## YOUR ASSIGNMENT:
Lines that include "hyper" make up the answer; copy all of them from the data below.

## SUPPLIED MATERIAL:
PR #168, opened 2024-04-01
rpc_server: `send_transaction` returns more specific error details

ghostant-1017:
Currently, the error returned by `send_transaction` cannot be traced to a specific cause, leaving the developer unable to locate where the problem occurred.


tuommaki:
Hi! I understand your point in this PR, but as the Gevulot Devnet is currently a permissioned service, for the security reasons we follow best practices and keep the error codes / messages as generic in the API and don't reveal any technical information in them.

You can run local node for development purposes and there you can see the actual reason in the logs and if you want, you can also augment your local node instance with debugging capabilities.

PR #171, opened 2024-04-02
Verify that the program id is present or wait for the deploy Tx

musitdev:
The same way Tx wait for their parent, this PR add the wait for the deploy Tx associated to the Tx program id if not present.
Only Run tx are tested for program id because proof and verify Tx depend on the Run. If the Run wait for the program id proof and verify Tx will wait for the run.

I synchronize the wait verification and the Tx save because some time Wait Tx verification can return several Txs and if it contains a Run Tx for example, the dependent proof that arrive after can be saved before because the batch of Tx take more time to save than one Tx verification and save.
I add the case in my test.

I declare a specific storage trait for the verification.

With the `wait_if_not_cached` function I try to share the same logic between the program dep and the parent dep verification but not sure, it adds because of the complexity to make it with async future.

I test it with 3 nodes connected.

### DIFF
--- a/crates/node/src/txvalidation/event.rs
+++ b/crates/node/src/txvalidation/event.rs
@@ -270,6 +270,7 @@ impl TxEvent<WaitTx> {
         ) -> impl Future<Output = eyre::Result<bool>> + 'a {
             storage.contains_program(*cache_key)
         }
+
         // Test  all Tx progam id because Run tx can have program from different deploy Tx.
         let mut new_tx: Option<Self> = Some(self);
         for program_id in run_tx_programs {
--- a/crates/node/src/txvalidation/event.rs
+++ b/crates/node/src/txvalidation/event.rs
@@ -326,6 +326,13 @@ impl TxEvent<WaitTx> {
         }
         // Only test for the first program, because all Tx program came from the same deploy tx.
         let parent = self.tx.payload.get_parent_tx().cloned();
+        tracing::warn!(
+            "manage_parent_dep parent {:?}",
+            parent
+                .iter()
+                .map(|hash| hash.to_string())
+                .collect::<Vec<_>>()
+        );
         let new_tx = self
             .wait_if_not_cached(parent_cache, parent.as_ref(), storage, query_db_for_tx)
             .await?;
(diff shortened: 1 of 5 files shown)


crates/node/src/txvalidation/event.rs
```diff
@@ -196,53 +198,145 @@ impl TxEvent<PropagateTx> {
...
+    ) -> Result<Vec<TxEvent<WaitTx>>, EventProcessError> {
+        // Verify that Tx associated program are present.
+        let run_tx_programs = self.tx.payload.get_run_programs_dep();
+        fn query_db_for_program<'a>(
+            cache_key: &'a Hash,
+            storage: &'a dyn ValidateStorage,
+        ) -> impl Future<Output = eyre::Result<bool>> + 'a {
+            storage.contains_program(*cache_key)
+        }
+        // Only test for the first program, because all Tx program came from the same deploy tx.
```
tuommaki, line 271: This is not actually true. Nothing restricts Run transaction from combining programs from different deployments (and that is fine).

tuommaki (commented):
LGTM otherwise, but the wait should ensure that all programs are present, not only the first one, because Run transaction can use programs from different deployments.

crates/node/src/txvalidation/event.rs
musitdev: Yes, I made a shortcut. I'll change it.

musitdev: I've updated the PR to track all program id for a Run Tx.

crates/node/src/txvalidation/event.rs
```diff
@@ -196,53 +198,171 @@ impl TxEvent<PropagateTx> {
...
+        ) -> impl Future<Output = eyre::Result<bool>> + 'a {
+            storage
+                .get_tx(cache_key)
+                .and_then(|res| async move { Ok(res.is_some()) })
+        }
+        // Only test for the first program, because all Tx program came from the same deploy tx.
+        let parent = self.tx.payload.get_parent_tx().cloned();
+        let new_tx = self
+            .wait_if_not_cached(parent_cache, parent.as_ref(), storage, query_db_for_tx)
+            .await?;
```
tuommaki, line 338: Should this also verify all the programs and not just the first one?

tuommaki (approved):
LGTM :+1:

PR #172, opened 2024-04-03
Add `show-public-key` command to `gevulot-cli`

tuommaki:
Occasionally it is useful to be able to display the public key from a keyfile (e.g. when verifying the allowlist entry). This change adds the command to `gevulot-cli` so that the full node binary is not needed for this functionality.


kylegranger (approved):
LGTM :rocket:

PR #174, opened 2024-04-04
Initial work towards observability

tuommaki:
This is the first step towards improving observability of Gevulot node.

This change adds some initial basic Prometheus metrics and a simple optional HTTP server that serves the metrics.

### DIFF
--- a/crates/node/Cargo.toml
+++ b/crates/node/Cargo.toml
@@ -36,13 +36,16 @@ futures-util = { version = "0.3", features = [ "io" ], optional = true }
 gevulot-shim = { path = "../shim", default-features = false, optional = true }
 home = { version = "0.5", optional = true}
 http-body-util = { version = "0.1", optional = true }
-hyper = { version = "1", features = ["full"], optional = true }
+hyper = { version = "1.2", features = ["full"], optional = true }
 hyper-util = { version = "0.1", features = ["full"], optional = true }
 num_cpus = { version = "1.4.0", optional = true }
+lazy_static = { version = "1.4", optional = true }
 lru = "0.12.3"
 num-traits = { version = "0.2", optional = true }
 parking_lot = { version = "0.12", optional = true }
 pea2pea = { version = "0.48", optional = true }
+prometheus = { version = "0.13", optional = true }
+prometheus-hyper = { version = "0.1", optional = true }
 prost = { version = "0.11", optional = true }
 qapi = { version = "0.14", features = [ "qmp", "async-tokio-net" ], optional = true }
 snow = { version = "0.9", optional = true }
@@ -69,10 +72,13 @@ node-binary = [
   "http-body-util",
   "hyper",
   "hyper-util",
+  "lazy_static",
   "num_cpus",
   "num-traits",
   "parking_lot",
   "pea2pea",
+  "prometheus",
+  "prometheus-hyper",
   "prost",
   "qapi",
   "snow",
--- a/crates/node/src/cli.rs
+++ b/crates/node/src/cli.rs
@@ -134,6 +134,13 @@ pub struct Config {
         default_value = "127.0.0.1:8888"
     )]
     pub http_healthcheck_listen_addr: SocketAddr,
+
+    #[arg(
+        long,
+        long_help = "Metrics server listen address",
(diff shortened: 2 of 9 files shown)


crates/node/Cargo.toml
```diff
@@ -36,13 +36,16 @@ futures-util = { version = "0.3", features = [ "io" ], optional = true }
 gevulot-shim = { path = "../shim", default-features = false, optional = true }
 home = { version = "0.5", optional = true}
 http-body-util = { version = "0.1", optional = true }
-hyper = { version = "1", features = ["full"], optional = true }
+hyper = { version = "1.2", features = ["full"], optional = true }
```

## RESULT OF THIS TASK:
-hyper = { version = "1", features = ["full"], optional = true }
+hyper = { version = "1.2", features = ["full"], optional = true }
 hyper-util = { version = "0.1", features = ["full"], optional = true }
+prometheus-hyper = { version = "0.1", optional = true }
   "hyper",
   "hyper-util",
+  "prometheus-hyper",
-hyper = { version = "1", features = ["full"], optional = true }
+hyper = { version = "1.2", features = ["full"], optional = true }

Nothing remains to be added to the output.